Data items:
————————

PR #1282, opened 2026-06-26
KNOX-3364: New loadAliasesFromK8sSecrets method in entrypoint.sh to l…

hanicz:
…oad aliases from k8s secrets. Install jq in the container as well.

[KNOX-3364](https://issues.apache.org/jira/browse/KNOX-3364) - Bootstrap Knox aliases from labeled Kubernetes Secrets on container startup

Helper function to load Knox aliases from labeled Kubernetes Secrets. Uses the pod's mounted ServiceAccount token to list Secrets in the pod's namespace that carry KNOX_ALIAS_LABEL and feeds the names to `knoxcli create-k8s-alias`, so aliases are restored on every pod restart. Skips silently when no ServiceAccount token is mounted (non-k8s runs); logs a warning and continues on API errors so Knox startup isn't blocked by transient cluster issues. Requires: jq in the image; the pod's ServiceAccount must have list on Secrets in its namespace.

- Installs jq on the container

## How was this patch tested?

Tested on a local kind cluster, tested by just running without k8s, tested with no secrets, tested with different labels

Secrets:

```
---
apiVersion: v1
kind: Secret
metadata:
  name: stringdatasecret
  namespace: knox
  labels:
    knox.apache.org/alias: "true"
type: Opaque
stringData:
  alias.name: my-alias2
  topology: sandbox
  alias.value: s3cr3t
---
apiVersion: v1
kind: Secret
metadata:
  name: datasecret
  namespace: knox
  labels:
    knox.apache.org/alias: "true"
type: Opaque
data:
  alias.name: bXktYWxpYXM=
  alias.value: czNjcjN0
```

`./bin/knoxcli.sh list-alias --cluster __gateway,sandbox`

### DIFF
--- a/gateway-docker/src/main/resources/docker/gateway-entrypoint.sh
+++ b/gateway-docker/src/main/resources/docker/gateway-entrypoint.sh
@@ -35,6 +35,8 @@
 #   TRUSTSTORE_IMPORTS="myRootCA:/mountedpath/enterprise_root_cert.pem myBizPartnerCA:/mountedpath/mybiz_partner_cert.pem"
 #   Description:
 #   This will import the specified certificates into the truststore JKS with the provided alias name(s) during the container startup process.
+# - KNOX_ALIAS_LABEL - (optional) label selector used to discover Knox alias
+#   Secrets in the pod's namespace, default 'knox.apache.org/alias=true'.
 
 
 set -e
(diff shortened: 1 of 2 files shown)


gateway-docker/src/main/resources/docker/gateway-entrypoint.sh
```diff
@@ -92,6 +94,49 @@ saveAlias() {
...
+  local namespace token resp_file http_code secret_names
+  namespace=$(/bin/cat "${sa_ns_file}")
+  token=$(/bin/cat "${sa_token_file}")
+  resp_file=$(mktemp)
+
+  http_code=$(curl -sS \
+    --cacert "${sa_ca_file}" \
+    -H "Authorization: Bearer ${token}" \
+    -o "${resp_file}" -w "%{http_code}" \
+    "https://kubernetes.default.svc/api/v1/namespaces/${namespace}/secrets?labelSelector=${label}") || http_code="000"
```
smolnar82, line 119: nit: there's no explicit timeout on the curl call. If the k8s API is slow or unreachable, this could stall container startup. Adding `--max-time 10` or similar would make the failure path faster.

smolnar82 (approved):
Just a minor observation on the `curl` command, it's not a blocker...

PR #1291, opened 2026-07-01
KNOX-3359 - Support Single-Purpose EKU Certificates

moresandeep:

[KNOX-3359](https://issues.apache.org/jira/browse/KNOX-3359) - Support Single-Purpose EKU Certificates

Public CAs are retiring dual purpose certificates that carry both serverAuth and clientAuth Extended Key Usages. This change allows Knox to use two separate keystores, one for its inbound TLS server identity (serverAuth only) and one for its outbound mTLS client identity (clientAuth only).

- `gateway.tls.single.eku.enabled` — new toggle that activates single-EKU mode. Off by default all existing behavior is unchanged when it is off.
- GatewayConfigImpl / GatewayConfig — new config accessors for the HTTP client keystore path, type, alias, and truststore, startup validation (validateSingleEkuConfig) that fails fast if any prerequisite is missing or misconfigured (wrong alias type, wrong EKU, missing truststore). Knox refuses to start rather than silently falling back to the server identity.
- DefaultKeystoreService.getKeystoreForHttpClient() / DefaultAliasService.getHttpClientKeyPassphrase() — load the dedicated client-identity keystore using the configured path, type, and alias.
- DefaultHttpClientFactory.createSSLContext() — when single-EKU is on and two-way SSL is active, loads the client keystore instead of the gateway server keystore.
- JettySSLService - enforce that the server keystore alias carries only serverAuth in single-EKU mode.
- `gateway.httpclient.twoWaySsl.enabled` — new global flag to activate outbound mTLS across all dispatches without requiring use-two-way-ssl="true" on every service definition. Automatically defaults to true when `gateway.tls.single.eku.enabled=true`, so enabling single-EKU mode is a single config change with sane defaults.

## Notes
Note that this feature is independent of mTLS. mTLS can be configured using the existing properties 

* gateway.client.auth.needed | default false | comments: INBOUND mTLS
* gateway.httpclient.twoWaySsl.enabled | default false | comments: OUTBOUND mTLS

### Unit Tests
- Unit tests added for GatewayConfigImpl, DefaultKeystoreService, DefaultAliasService, JettySSLService, and DefaultHttpClientFactory covering the single-EKU happy path, wrong-passphrase fail-closed, one-way SSL guard (no client cert presented), and the global flag OR-ing with the per-dispatch parameter.

### Manual Tests
Tested the following scenarios 

#### Happy path: clientAuth cert + basic auth → 200, backend sees knox-client
```
curl -sk --cert curl-client.crt --key curl-client.key -u guest:guest-password https://localhost:8443/gateway/sandbox/testmtls/hello
```
```
{"service":"test-https-backend","path":"/hello?user.name=guest","authenticated_client_cn":"knox-client","message":"mTLS OK -- backend saw your client certificate"}
```

####  No client cert → inbound TLS handshake rejected (client.auth.needed=true)

```
curl -iku guest:guest-password https://localhost:8443/gateway/sandbox/testmtls/hello-
```
```
curl: (56) LibreSSL SSL_read: LibreSSL/3.3.6: error:1404C412:SSL 
routines:ST_OK:sslv3 alert bad certificate, errno 0
```

####  serverAuth-ONLY cert presented as inbound client cert → rejected (EKU check)

```
curl -ik --cert knox-server.crt --key knox-server.key -u guest:guest-password https://localhost:8443/gateway/sandbox/testmtls/hello
```
```
curl: (55) Send failure: Broken pipe
```

####  Valid client cert but NO credentials → TLS ok, HTTP 401 from Knox'

```
curl -ik --cert curl-client.crt --key curl-client.key https://localhost:8443/gateway/sandbox/testmtls/hello
```
```
HTTP/1.1 401 Unauthorized
Date: Wed, 01 Jul 2026 18:56:23 GMT
WWW-Authenticate: BASIC realm="application"
Content-Length: 0
```

## Integration Tests
Added new integration tests

## UI changes
NA


gateway-server/src/main/java/org/apache/knox/gateway/config/impl/GatewayConfigImpl.java
```diff
@@ -818,6 +818,45 @@ public String getHttpClientTruststorePasswordAlias() {
...
+  @Override
+  public boolean isSingleEkuEnabled() {
+    return getBoolean(TLS_SINGLE_EKU_ENABLED, DEFAULT_TLS_SINGLE_EKU_ENABLED);
+  }
+
+  @Override
+  public boolean isHttpClientTwoWaySslEnabled() {
+    String configured = get(HTTP_CLIENT_TWO_WAY_SSL_ENABLED);
+    if (configured != null) {
+      return Boolean.parseBoolean(configured);
```
pzampino: I believe parseBoolean returns false for null, so I think you could eliminate the null check unless this method intends to fall back to isSingleEkuEnabled() IFF two-way SSL is NOT explicitly configured. Is that the intent here? If so, this only applies to HTTP clients employed by Knox?

gateway-server/src/main/java/org/apache/knox/gateway/services/security/impl/JettySSLService.java
```diff
@@ -132,6 +141,116 @@ private void logAndValidateCertificate(GatewayConfig config) throws ServiceLifec
...
+  //   - the outbound HTTP client truststore is configured, and
+  //   - both identities are single-purpose: the client identity carries clientAuth (not serverAuth)
+  //     and the server identity carries serverAuth (not clientAuth).
+  // Fail closed: never fall back to the server identity certificate for outbound calls, and never
+  // defer a cross-wired/dual-purpose certificate to a runtime handshake failure.
+  void validateSingleEkuConfig(GatewayConfig config) throws ServiceLifecycleException {
+    // 1. Outbound client-identity keystore must be configured and contain the configured key entry.
+    String clientKeystorePath = config.getHttpClientKeystorePath();
+    if (clientKeystorePath == null || clientKeystorePath.isEmpty()) {
+      throw new ServiceLifecycleException("Single-EKU mode is enabled (" + GatewayConfig.TLS_SINGLE_EKU_ENABLED
```
pzampino: Is it not valid to have single-purpose certs enabled WITHOUT two-way SSL, thus not requiring the client identity keystore?

gateway-server/src/main/java/org/apache/knox/gateway/services/security/impl/JettySSLService.java
```diff
@@ -132,6 +141,116 @@ private void logAndValidateCertificate(GatewayConfig config) throws ServiceLifec
...
+            + "' (" + GatewayConfig.HTTP_CLIENT_KEY_ALIAS + "). Server will not start.");
+      }
+    } catch (KeystoreServiceException | KeyStoreException e) {
+      throw new ServiceLifecycleException("Single-EKU mode is enabled but the HTTP client keystore at "
+          + clientKeystorePath + " could not be loaded. Server will not start.", e);
+    }
+
+    // 2. Inbound client authentication must be enforced (server truststore + client-auth).
+    if (config.getTruststorePath() == null) {
+      throw new ServiceLifecycleException("Single-EKU mode is enabled but the server truststore ("
```
pzampino: Again, is it not permissible to have single-purpose certs enabled for Knox without assuming/requireing two-way SSL?

gateway-server/src/main/java/org/apache/knox/gateway/services/security/impl/JettySSLService.java
```diff
@@ -132,6 +141,116 @@ private void logAndValidateCertificate(GatewayConfig config) throws ServiceLifec
...
+          + GatewayConfig.GATEWAY_TRUSTSTORE_PATH + ") is not configured. Server will not start.");
+    }
+    if (!config.isClientAuthNeeded() && !config.isClientAuthWanted()) {
```
pzampino: Here too it seems two-way SSL is required just because single-purpose certs are enabled.

gateway-server/src/main/java/org/apache/knox/gateway/config/impl/GatewayConfigImpl.java
moresandeep: Yeah, this method intends to fall back to `isSingleEkuEnabled()` this is because, for single EKU feature to work two-way-ssl is required as a result if two-way-ssl is not configured we default it to `isSingleEkuEnabled()`. 
So, if someone turned on `isSingleEkuEnabled()` then they not need to specifically turn on two-way-ssl as those go hand in hand.

gateway-server/src/main/java/org/apache/knox/gateway/services/security/impl/JettySSLService.java
moresandeep: single-purpose certs need to have two-way SSL, this was pointed out by @smolnar82 in his offline review 

> This means Knox in "single-EKU mode" will start happily with a client keystore holding a serverAuth-only or dual-purpose cert — exactly the misconfiguration this feature exists to catch. The validation gives a false sense of assurance, and the tests reflect the gap (JettySSLServiceTest covers path-missing, truststore-missing, client-auth-disabled, and cert-not-a-key, but there is no EKU test).

gateway-server/src/main/java/org/apache/knox/gateway/services/security/impl/JettySSLService.java
moresandeep: Correct, two-way-SSL is required for this feature. But this change specifically ensures that we have truststore configured for clients who will talk to us over mTLS.

gateway-server/src/main/java/org/apache/knox/gateway/services/security/impl/JettySSLService.java
moresandeep: Correct.

pzampino: I don't think support for single-purpose certs necessitates mTLS; I think they are orthogonal concerns, but I may be wrong.

moresandeep: You might be right, let me check.

moresandeep: I changed it so now mTLS is independent of this feature! thanks for pointing this out!

gateway-spi/src/main/java/org/apache/knox/gateway/dispatch/DefaultHttpClientFactory.java
```diff
@@ -173,25 +173,36 @@ private boolean doesRetryParamExist(final FilterConfig filterConfig) {
...
     KeyStore identityKeystore;
     char[] identityKeyPassphrase;
     KeyStore trustKeystore;
 
     KeystoreService ks = services.getService(ServiceType.KEYSTORE_SERVICE);
     try {
-      if (Boolean.parseBoolean(filterConfig.getInitParameter(PARAMETER_USE_TWO_WAY_SSL))) {
+      boolean singleEku = gatewayConfig != null && gatewayConfig.isSingleEkuEnabled();
+      boolean twoWaySsl = Boolean.parseBoolean(filterConfig.getInitParameter(PARAMETER_USE_TWO_WAY_SSL))
+          || (gatewayConfig != null && gatewayConfig.isHttpClientTwoWaySslEnabled());
```
pzampino, line 191: There is global config for mTLS for dispatching (i.e., gatewayConfig.isHttpClientTwoWaySslEnabled())?

gateway-spi/src/main/java/org/apache/knox/gateway/dispatch/DefaultHttpClientFactory.java
```diff
@@ -201,6 +212,11 @@ SSLContext createSSLContext(GatewayServices services, FilterConfig filterConfig,
           trustKeystore = identityKeystore;
```
pzampino, line 212: Why is the truststore the same as the identity keystore? You're reusing the the client truststore as the Knox identity keystore in the mTLS scenario?

gateway-spi/src/main/java/org/apache/knox/gateway/services/security/KeystoreService.java
```diff
@@ -34,6 +34,15 @@ public interface KeystoreService extends Service {
 
   void addSelfSignedCertForGateway(String alias, char[] passphrase, String hostname) throws KeystoreServiceException;
 
+  /**
+   * Adds a self-signed certificate to the Gateway keystore, stamping the given Extended Key Usage
+   * purpose OIDs (single-EKU identities). The default implementation ignores the OIDs.
+   */
+  default void addSelfSignedCertForGateway(String alias, char[] passphrase, String hostname, String... ekuOids)
```
pzampino, line 41: What is the purpose of this new method? Is it to support self-signed single-EKU certs for Knox?

gateway-util-common/src/main/java/org/apache/knox/gateway/util/X509CertificateUtil.java
```diff
@@ -73,7 +76,7 @@ public class X509CertificateUtil {
    * @param algorithm the signing algorithm, eg "SHA256withRSA"
    * @return self-signed X.509 certificate
    */
-  public static X509Certificate generateCertificate(String dn, KeyPair pair, int days, String algorithm) {
+  public static X509Certificate generateCertificate(String dn, KeyPair pair, int days, String algorithm, String... ekuOids) {
```
pzampino, line 79: We'll always generate single-EKU certs with this method now? Do we need to maintain the previous signature of this method for any reason and ADD this one instead?

moresandeep: Nope, this method does not always produce single EKU certs. In cases where ekuOids is empty certs will be generated as they have before.

The signature does not change! it still works with 4 args (assumes ekuOids is null) so existing calls still work. I did this to prevent yet another duplicate overloaded method. Let me know if you think overload is better here and I can switch it up.

gateway-spi/src/main/java/org/apache/knox/gateway/services/security/KeystoreService.java
moresandeep: Yes, it now supports adding self-signed single-EKU certs. It delegates to the original impl in case ekuOids is balnk/null so this is a non-breaking change.

gateway-spi/src/main/java/org/apache/knox/gateway/dispatch/DefaultHttpClientFactory.java
moresandeep: THis does not look like a part of this PR, looks like it might have gotten shifted due to the changes. Looks like it is a fallback for when no outbound HTTP client truststore is configured then getTruststoreForHttpClient() returns null when gateway.httpclient.truststore.path isn't set. In that case we fall back to using its identity keystore as the trust material.

gateway-spi/src/main/java/org/apache/knox/gateway/dispatch/DefaultHttpClientFactory.java
moresandeep: Sorry, i did not understand your question. 
This is a global dispatch level mTLS flag.
Prior to this change two-way-ssl was dispatch level so we'd have to go to each service dispatch to enable mTLS. Now, we can just set it in gateay-site and it enables for all dispatches. Services can turn it off (override) if they want. But prior to this there was no global config for mTLS for dispatching.

pzampino: Ok, so you're introducing the new global config. Got it.

pzampino (approved):
LGTM

PR #1305, opened 2026-07-14
KNOX-3377: KNOX-3378: KNOX-3379: Support secure LDAP (LDAPS) for the Knox embedded LDAP service

smolnar82:
[KNOX-3377](https://issues.apache.org/jira/browse/KNOX-XXXX) - Support secure LDAP (LDAPS) for the Knox embedded LDAP service

`KnoxLDAPService` previously operated over plaintext LDAP only, on both of its connection paths. This PR adds configurable, credential-store-integrated LDAPS support to both, and updates the docker-based integration tests to exercise the feature end-to-end. The three commits are self-contained:

1. Front-end (embedded server) LDAPS - the embedded ApacheDS server can now expose a TLS listener instead of accepting only plaintext.
    - New config in the existing gateway.ldap.* namespace (defaults off, behavior unchanged):
      - `gateway.ldap.ssl.enabled`
      - `gateway.ldap.ssl.keystore.path` (defaults to the gateway identity keystore)
      - `gateway.ldap.ssl.keystore.password.alias` (defaults to the gateway identity keystore password)
      - `gateway.ldap.ssl.enabled.cipher.suites` (optional)
    - The keystore password is resolved through `AliasService`, consistent with the existing bind-password handling. Invalid SSL config (missing keystore) fails fast at startup with a clear message.

2. Backend (proxy) LDAPS - `LdapProxyBackend` can now connect to the remote/backing LDAP server over LDAPS. Before, an `ldaps://` URL was parsed but SSL was never enabled on the connection, so secure backend connections silently did not work. TLS is applied to both the pooled search connections and the authentication bind.
Per-backend config (`gateway.ldap.interceptor.<name>.*`): `useSsl` (auto-enabled by an `ldaps://` URL), `trustAllCertificates`, `trustStore/trustStoreType/trustStorePassword`, `sslProtocol`, `enabledProtocols`, `enabledCipherSuites`, `connectionTimeout`.
    - Required dependency alignment for client-side LDAPS to work under the `MINA 2.2.8` that Knox ships (for CVEs): `Apache Directory client API 2.0.0 → 2.1.8` (2.0.0's SSL code calls MINA APIs removed in 2.2.x), and `ApacheDS server 2.0.0.AM26 → 2.0.0.AM27` (AM26's LdapsInitializer references `NoVerificationTrustManager`, removed in directory-api 2.1.8; AM27 is built for 2.1.x + MINA 2.2.x). MINA stays at 2.2.8. 
All directory-api artifacts are pinned to one version; `commons-collections4` is converged to 4.5.0; and the legacy `jdk15on` BouncyCastle that AM27 pulls is excluded in favor of Knox's `jdk18on` artifacts (same packages), keeping `dependency:analyze` and the shipped BouncyCastle consistent.

3. Integration test over LDAPS - the docker-based LDAP proxy search test now runs entirely over TLS: the client connects to the embedded Knox LDAP service over LDAPS, and Knox proxies to the demo LDAP backend over LDAPS. The demo LDAP (SimpleLdapDirectoryServer) gained optional system-property-driven SSL; ldap.sh/gateway.sh provision dev keystores and the knoxldap Shiro realm was moved to ldaps:// (its cert imported into the JVM cacerts so the JNDI realm trusts it).

## How was this patch tested?

- Unit tests (gateway-server):
  - Front-end: TLS handshake presenting the configured certificate (JSSE SSLSocket), plaintext-access-to-secure-port rejection, and missing-keystore fail-fast.
  - Backend: a new `LdapProxyBackendSslTest` starts an SSL-enabled embedded ApacheDS instance and drives the backend over TLS (user/group lookups and binds), and verifies an untrusted server certificate is rejected when validation is enabled.
  - Full LDAP package (129 tests) passes against the upgraded ApacheDS AM27 / directory-api 2.1.8, plus `gateway-demo-ldap` and `gateway-util-common`.
- Build: reactor-wide `mvn validate` (dependency convergence) and `dependency:analyze-only` pass after the version bumps and BouncyCastle exclusion.
- Manual: `mvn -Ppackage clean install` then the docker-compose stack.

## Integration Tests

Updated `.github/workflows/tests/test_knox_ldap_proxy_search.py` to connect over LDAPS (use_ssl=True, Tls(validate=CERT_NONE) for the self-signed dev cert), and the supporting docker fixtures (`gateway-site.xml`, `gateway.sh`, `ldap.sh`, `knoxldap.xml`) so both the client → Knox and Knox → demo-LDAP legs are TLS. 

`test_knox_auth_service_and_ldap.py` is unchanged but now implicitly exercises the secure backend (group resolution flows through it). 

Full stack result: 32/32 integration tests pass, including the `knoxldap/remoteauth/extauthz` auth suites that authenticate through the now-LDAPS embedded service.

## UI Changes
N/A

### DIFF
--- a/.github/workflows/build/conf/topologies/knoxldap.xml
+++ b/.github/workflows/build/conf/topologies/knoxldap.xml
@@ -35,7 +35,7 @@ limitations under the License.
 			</param>
 			<param>
 				<name>main.ldapRealm.contextFactory.url</name>
-				<value>ldap://localhost:33390</value>  <!-- Local Knox LDAP service which is configured to proxy to the demo LDAP as a backend -->
+				<value>ldaps://localhost:33390</value>  <!-- Local Knox LDAP service (LDAPS); configured to proxy to the demo LDAP as a backend -->
 			</param>
 			<param>
 				<name>main.ldapRealm.contextFactory.authenticationMechanism</name>
--- a/.github/workflows/build/gateway-site.xml
+++ b/.github/workflows/build/gateway-site.xml
@@ -153,6 +153,20 @@ limitations under the License.
         <name>gateway.ldap.interceptor.names</name>
         <value>demoldap</value>
     </property>
+    <!-- Expose the embedded Knox LDAP service over LDAPS using the dev keystore that
+         gateway.sh provisions; its password is resolved from the credential store. -->
+    <property>
+        <name>gateway.ldap.ssl.enabled</name>
+        <value>true</value>
+    </property>
+    <property>
+        <name>gateway.ldap.ssl.keystore.path</name>
+        <value>/knox-runtime/conf/ldaps-keystore.p12</value>
+    </property>
+    <property>
+        <name>gateway.ldap.ssl.keystore.password.alias</name>
+        <value>gateway_ldap_ssl_keystore_password</value>
+    </property>
 
     <!-- LDAP Backend specific configuration (proxying to demo ldap) -->
     <property>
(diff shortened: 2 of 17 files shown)


smolnar82:
Cc. @handavid

handavid (approved):
LGTM

hanicz (approved):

————————

** Work to complete **
Please report every line of the records above that contains the word "flag".

** Reply to the exercise **
- `gateway.httpclient.twoWaySsl.enabled` — new global flag to activate outbound mTLS across all dispatches without requiring use-two-way-ssl="true" on every service definition. Automatically defaults to true when `gateway.tls.single.eku.enabled=true`, so enabling single-EKU mode is a single config change with sane defaults.
- Unit tests added for GatewayConfigImpl, DefaultKeystoreService, DefaultAliasService, JettySSLService, and DefaultHttpClientFactory covering the single-EKU happy path, wrong-passphrase fail-closed, one-way SSL guard (no client cert presented), and the global flag OR-ing with the per-dispatch parameter.
This is a global dispatch level mTLS flag.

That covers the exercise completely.